[Stored data entries]

PR #321, opened 2022-07-20
persitent variable null condition - error fix

marcghaly:
Just a fix to avoid this error when no config exists
Screenshot from 2022-07-20 11-18-58
Regards,
 
 Marc


keevan (approved):

keevan:
PR description is a bit backwards. This is to avoid an error when the dataflow doesn't exist.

• What is needed: Could you write out, unchanged, the line with "Screenshot from 2022-07-20 11-18-58" and every line after it in the data above?

• Answer below:
Screenshot from 2022-07-20 11-18-58
Regards,
 
 Marc


keevan (approved):

keevan:
PR description is a bit backwards. This is to avoid an error when the dataflow doesn't exist.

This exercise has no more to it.